== WORK TASK ==
Once you reach the line containing "WASI p3 responses" in the data below, restate each line word for word up to and including the one containing "Adds the stable".

----- SUPPLIED RECORDS

PR #2981, opened 2025-01-14
fix(templates/http-go): Remove scheduler flag from http-go build command

adamreese:
This removes the `-scheduler=none` flag from the build command in the http-go template. Including this flag prevents Spin applications using `http.Transport` from compiling.

```
❯ spin build
Building component http-roundtrip-test with `tinygo build -target=wasip1 -gc=leaking -scheduler=none -buildmode=c-shared -no-debug -o main.wasm .`
/opt/homebrew/Cellar/tinygo/0.35.0/src/net/http/transfer.go:213:2: attempted to start a goroutine without a scheduler
Error: Build command for component http-roundtrip-test failed with status Exited(1)
```

### DIFF
--- a/crates/componentize/src/lib.rs
+++ b/crates/componentize/src/lib.rs
@@ -440,8 +440,9 @@ mod tests {
         let mut cmd = process::Command::new("tinygo");
         cmd.arg("build")
             .current_dir("tests/go-case")
-            .arg("-target=wasi")
+            .arg("-target=wasip1")
             .arg("-gc=leaking")
+            .arg("-buildmode=c-shared")
             .arg("-no-debug")
             .arg("-o")
             .arg(out_dir.join("go_case.wasm"))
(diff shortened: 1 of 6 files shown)


itowlson:
@deadprogram I blindly copied `-scheduler=none` from your sample build command in https://github.com/fermyon/spin/issues/2184#issuecomment-2585955161 - would you have any concerns with us removing it?

deadprogram:
> would you have any concerns with us removing it?

Not at all! Please remove for compatibility.

I am not using any Go routines in my specific use cases, so I was able to remove even more size from the module that way.

itowlson (approved):

itowlson (approved):

itowlson (approved):
Man, thanks for finding all this stuff.  Sorry for leaving it in this state for you.

adamreese:
It took some artisanal greping to find them all

itowlson:
@fermyon/administrators Please force merge.  I believe the JS CI failures are unrelated, the double-echo is a known flake, and the Go one is because it's using the templates from main, which this PR fixes.  Thanks!

PR #3506, opened 2026-05-12
feat(factor-outbound-http): report `http.response.body.size` for WASI p3 responses

### LINKED ISSUE #3188: Include body sizes in outbound HTTP telemetry
This would be useful for egress bandwidth accounting.

The easy version of this would be to just report body sizes (e.g. https://opentelemetry.io/docs/specs/semconv/registry/attributes/http/#http-request-body-size) based off of `content-length` headers, which would work for "most" requests. The harder but more complete version would be to use custom `Body` wrapper(s) to record the actual bytes written, which would additionally work for streaming/chunked-encoding bodies that have no content-length.

ChihweiLHBird:
## Description
Adds the stable OpenTelemetry semantic convention `http.response.body.size` to the `spin_outbound_http.send_request` span for outbound HTTP calls made through the WASI p3 interface.
### Key points
- The attribute records the **actual** number of response body bytes delivered to the guest (counted frame-by-frame during streaming), not a `Content-Length` guess.
- Clean end-of-stream (`Ready(None)` or `is_end_stream()`) triggers the recording exactly once via a deferred `Span::record` on the instrumented span.
- On body read errors the size field is intentionally left unset (to keep the metric untainted) and a warning is emitted with `tracing::warn!()`.

Partially resolve https://github.com/spinframework/spin/issues/3188 (Option 2).

### DIFF
--- a/crates/factor-outbound-http/src/wasi.rs
+++ b/crates/factor-outbound-http/src/wasi.rs
@@ -10,7 +10,7 @@ use std::{
     time::Duration,
 };
 
-use bytes::Bytes;
+use bytes::{Buf, Bytes};
 use futures::channel::oneshot;
 use http::{
     HeaderMap, Uri,
@@ -138,6 +138,7 @@ impl p3::WasiHttpHooks for InstanceHttpHooks {
             url.full = Empty,
             http.request.method = %request.method(),
             otel.name = %request.method(),
+            http.response.body.size = Empty,
             http.response.status_code = Empty,
             server.address = Empty,
             server.port = Empty,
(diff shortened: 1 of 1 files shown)


calebschoepp (commented):
Seems fine from an OTel perspective. Maybe @dicej can comment from a P3/HTTP perspective.

dicej (approved):
LGTM, thanks.

This is a good reminder that we need more test coverage for this kind of thing.  I see there is a basic `otel_smoke_test` in `tests/integration.rs`, but it doesn't currently do much.  Expanding that test to check for e.g. `http.response.body.size` and make it run both p2 and p3 components seems appropriate.

We might also be able to unit test this kind of thing using e.g. https://crates.io/crates/tracing-fluent-assertions, although I don't personally have experience with that.

Issue #3504, opened 2026-05-11
Migrate target environment TOMLs to a git repo


itowlson:
Spin currently by default looks for target environment definition TOMLs in a registry (`ghcr.io/spinframework/envs` or something like that).  This means downstream hosts with their own environment definitions need to either sweet-talk the project into hosting their TOMLs, or contend with long registry references pointing to their own registry.

Sweet talk is hard to automate, and with the proposal for `spin new -E` (#3494), long registry references become unattractive.

We should therefore consider migrating target environments to a Git repo.  Downstreams could then PR into that repo.  It still involves a step on the Spin project side to approve and merge PRs, but it's a process which is much simpler, smoother, and more familiar than getting stuff into the project's GHCR.  The model here is plugins, where the project hosts a Git repo of JSON manifests which vendors and ICs can PR into.

itowlson:
I created https://github.com/spinframework/spin-environments as a first cut of this.

PR #3508, opened 2026-05-13
Host target environment TOMLs in git instead of registry

itowlson:
This is the underlying code for #3504.

The corresponding Git repo is https://github.com/spinframework/spin-environments.

bikeshed go brrr


itowlson:
I know this needs work on error messages and stuff but I want to agree the approach and iron out any other concerns before I invest too much time in those!

crates/manifest/src/schema/v2.rs
```diff
@@ -739,15 +739,12 @@ impl ComponentDependencies {
...
-        registry: String,
-        /// Environment definition document name e.g. `my-spin-env:1.2`. For hosted environments
-        /// where you always want `latest`, omit the version tag e.g. `my-host`.
-        id: String,
+    /// in the default environment catalogue (the `spin-environments` repo, `env` directory).
+    Catalogue(String),
+    /// An environment definition doc HTTP URL
+    Http {
+        /// The environment document URL e.g. `https://github.com/me/environments/blob/main/target-envs/spin-up.3.6.toml`.
+        url: String,
```
karthik2804, line 747: This is a breaking change right?

itowlson: Yes, explicit registry refs will break.  I can either put them back or we can roll this into a 4.0.1 and pretend it's part of the 4.0 family of breaking changes.

Default registry refs will NOT break because all existing default registry envs will be in the repo, and I translate syntax for compatibility.

fibonacci1729 (approved):
Looks good!

PR #3509, opened 2026-05-14
`spin new -E` and `spin plugins -E`

### LINKED ISSUE #3494: Target environments: suggest templates and plugins

itowlson:
Fixes https://github.com/spinframework/spin/issues/3494

This adds:

* `spin new -E` - looks for the template in the repo pointed to by the given environment
* `spin plugins install -E` - install the plugins suggested in the given environment, or the environment for the current app if `-E` with no env name
* `spin plugins list -E` - list the plugins suggested in the given environment (again default to current app)

Testing things I have to remove:

* ~The fake local env file~ Done
* ~Interpreting the `-E` as a file ref instead of a catalogue ref~ Now defaults to catalogue ref. Use `https:` prefix to interpret as URL, `file:` prefix for file path

Need:

* ~A way for env authors to test against a local file or a GH fork~ `-E file:foo.toml` / `-E https://example.com/foo.toml`
* ~A way to view and install the env plugins if you don't want to do so at `spin new` time~ Done, at least I think it's done, my brain is fried
* ~Define `--accept-defaults` behaviour when plugins are in play~ `--accept-defaults` will NOT suppress the plugin install prompt
* @kate-goldenring has reported seeing it offering to install already-installed plugins but I cannot reproduce this (and cannot see a code path that could open it up)


itowlson:
Sorry I thought I had clippied this.  I have stuff going on which mean I have uncommitted stuff in my working copy, so I will fix the lints in the morning along with those.

itowlson:
For my testing I have used https://raw.githubusercontent.com/itowlson/spin/4f12a8b60dd5d66ed79df89e50fddf00f18519c3/target-envs/env-mc-envface.toml (note this is removed from the PR so you will need to address it at that specific commit).

src/commands/plugins.rs
```diff
@@ -88,9 +93,18 @@ pub struct Install {
         long = "url",
         conflicts_with = PLUGIN_LOCAL_PLUGIN_MANIFEST_OPT,
         conflicts_with = PLUGIN_NAME_OPT,
+        conflicts_with = PLUGIN_TARGET_ENV_OPT,
     )]
     pub remote_manifest_src: Option<Url>,
 
+    /// The Spin platform or runtime for which you want to list plugins.
```
fibonacci1729:
```suggestion
    /// The Spin platform or runtime for which you want to install plugins.
```

src/commands/plugins.rs
```diff
@@ -157,6 +178,133 @@ impl Install {
...
+                .is_ok();
+            if !did_install && show_manual_help {
+                eprintln!(
+                    "Plugin `{plugin}` installation failed. You can try manually using `spin plugins install -E`."
+                );
+            }
+        }
+        if chosen.len() < plugins.len() && show_manual_help {
+            eprintln!(
+                "You can review and install unchosen recommanded plugins using `spin plugins` with the `-E` option"
```
fibonacci1729:
```suggestion
                "You can review and install unchosen recommended plugins using `spin plugins` with the `-E` option"
```

src/commands/plugins.rs
```diff
@@ -607,6 +769,10 @@ pub struct List {
     /// The format in which to list the plugins.
     #[clap(value_enum, long, default_value_t = ListFormat::default())]
     pub format: ListFormat,
+
+    /// The Spin platform or runtime for which you want to list plugins.
+    #[clap(long, short = 'E', num_args = 0..=1, default_value(FLAG_NOT_PRESENT), default_missing_value(FLAG_PRESENT_BUT_NO_VALUE), group = "which")]
+    target_environment: String,
```
fibonacci1729, line 775: What happens if I `spin plugins list --installed -E`? It looks like `-E` is ignored. We should either take the intersection or toss a `conflicts_with` in here.

crates/environments/src/environment/env_loader.rs
```diff
@@ -72,31 +73,34 @@ async fn load_environment<'a>(
...
+    let (name, env_def, relative_to_dir) = load_environment_def(env_id, app_dir).await?;
+    let env =
+        load_environment_from_env_def(&name, env_def, &relative_to_dir, cache, lockfile).await?;
+    Ok((env_id, env))
+}
+
+pub async fn load_environment_def(
+    env_id: &TargetEnvironmentRef,
+    app_dir: &Path,
+) -> Result<(String, EnvironmentDefinition, Option<PathBuf>), anyhow::Error> {
```
fibonacci1729: Could we return a named struct for this tuple?

crates/plugins/src/manager.rs
```diff
@@ -130,6 +130,24 @@ impl PluginManager {
...
+    /// This is roughly equivalent to `spin plugins install <name>` with no options.
+    pub async fn install_latest(&self, name: &str, spin_version: &str) -> anyhow::Result<String> {
+        let manifest_location = ManifestLocation::PluginsRepository(PluginRef {
+            name: name.to_string(),
+            version: None,
+        });
+        let plugin_manifest = self
+            .get_manifest(&manifest_location, false, spin_version, &None)
+            .await?;
+        let plugin_package = plugin_manifest.get_package().unwrap();
```
fibonacci1729: Is this `unwrap()` safe? If so, mind leaving a comment.

src/commands/plugins.rs
itowlson: `group = "which"` handles that - same as `--installed --all`

crates/environments/src/environment/env_loader.rs
itowlson: Curse you for telling me to do the thing I knew I ought to do but was too lazy to both-- I mean why yes, an excellent idea.

crates/plugins/src/manager.rs
itowlson: I don't think it is!  Fixed, thanks!

src/commands/plugins.rs
fibonacci1729: ~It seems like down below if `-E` and `--installed` are both set, we only show the `--installed` which is a bit confusing.~

Nevermind! My goof.

fibonacci1729 (approved):
Thanks for this! Works great for me.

----------

== ANSWER TO THIS PROBLEM ==
feat(factor-outbound-http): report `http.response.body.size` for WASI p3 responses

### LINKED ISSUE #3188: Include body sizes in outbound HTTP telemetry
This would be useful for egress bandwidth accounting.

The easy version of this would be to just report body sizes (e.g. https://opentelemetry.io/docs/specs/semconv/registry/attributes/http/#http-request-body-size) based off of `content-length` headers, which would work for "most" requests. The harder but more complete version would be to use custom `Body` wrapper(s) to record the actual bytes written, which would additionally work for streaming/chunked-encoding bodies that have no content-length.

ChihweiLHBird:
## Description
Adds the stable OpenTelemetry semantic convention `http.response.body.size` to the `spin_outbound_http.send_request` span for outbound HTTP calls made through the WASI p3 interface.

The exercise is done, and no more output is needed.